1. ## Almost Cauchy-Goursat theorem

Let $C$ be the positive oriented frontier of the semi disk $0\leq r \leq 1, 0\leq \theta \leq \pi$ and let $f(z)$ be a continuous function defined in the semi disk, given by $f(0)=0$ and $f(z)=z^{\frac{1}{2}}= \sqrt r e^{\frac{i\theta}{2}}$, $(r>0, -\frac{\pi}{2}< \theta < \frac{3\pi}{2})$.
Prove that $\int _C f(z)dz=0$.
Is the C-G theorem applicable?
----------------------------------------------
My attempt : I notice I can't apply C-G theorem because $f(z)$ is not analytic in $z=0$ which is a point in $C$.

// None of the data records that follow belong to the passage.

PR #17335, opened 2022-06-28
Cxp 1242 front

tseho:

:warning: To check the validation, I've added a dumb constraint in the back that always reject.

https://user-images.githubusercontent.com/1421130/176221556-cd662ddc-c5b6-40ee-a712-8bb8e545c1f9.mp4

- [ ] Tests
- [ ] Migration & Installer
- [ ] PM Validation (Story)
- [ ] Tech Doc


components/catalogs/front/src/components/CatalogEdit/hooks/useSaveCatalog.ts
```diff
@@ -0,0 +1,50 @@
...
+                    throw new Error(`${response.status} ${response.statusText}`);
+            }
+        }
+
+        return [true, null] as Result;
+    }, []);
+
+    const mutation = useMutation(request, {
+        onSuccess: () => {
+            queryClient.invalidateQueries('catalog');
```
RiffVentura, line 45: Should specify catalog id

components/catalogs/front/src/components/ProductSelection/criteria/useCriteriaRegistry.ts
```diff
@@ -0,0 +1,39 @@
...
+    label: string;
+    factory: () => AnyCriterionState;
+};
+
+type Result = {
+    system: Factory[];
+    getCriterionByField: (field: string) => Promise<AnyCriterion>;
+};
+
+export const useCriteriaRegistry = (): Result => {
```
masacc, line 16: why this file is not placed in a `hooks` directory?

I've absolutely no idea how to prove what they ask me.
I'd like an idea...

2. You can avoid the singularity at the origin by making the contour C take a small detour to avoid it. More precisely, replace the straight line section of C (going from –1 to +1) by three segments defined as follows. First, a straight line segment going from –1 to –ε, then a semicircle given by $\varepsilon e^{i\theta}$, with θ going from π to 0, and finally a straight line segment from +ε to +1. The integral round this modified contour will be 0 (by Cauchy's theorem), and as $\varepsilon\to0$ the integral round the modified integral will tend to the original integral round C. The reason for this is that the function f(z) is small when z is close to 0, so the integrals round parts of the contours near the origin will also be small.

3. Originally Posted by Opalg
You can avoid the singularity at the origin by making the contour C take a small detour to avoid it. More precisely, replace the straight line section of C (going from –1 to +1) by three segments defined as follows. First, a straight line segment going from –1 to –ε, then a semicircle given by $\varepsilon e^{i\theta}$, with θ going from π to 0, and finally a straight line segment from +ε to +1. The integral round this modified contour will be 0 (by Cauchy's theorem), and as $\varepsilon\to0$ the integral round the modified integral will tend to the original integral round C. The reason for this is that the function f(z) is small when z is close to 0, so the integrals round parts of the contours near the origin will also be small.
Ah I see what you mean! Thanks for the perfectly clear description.

However I'm having difficulties to formally justify that the original integral is worth $0$.
I know that near the origin the function $f(z)$ is small.

Oh... maybe the integral is worth $0$ because $f(0)=0$ which makes $f$ being continuous in the disk. If $f(0)$ would have been different from $0$ then the integral wouldn't have been worth $0$... or am I mistaking?
And of course the integral over the whole region except the origin is worth 0 as you pointed out, by Cauchy-Goursat.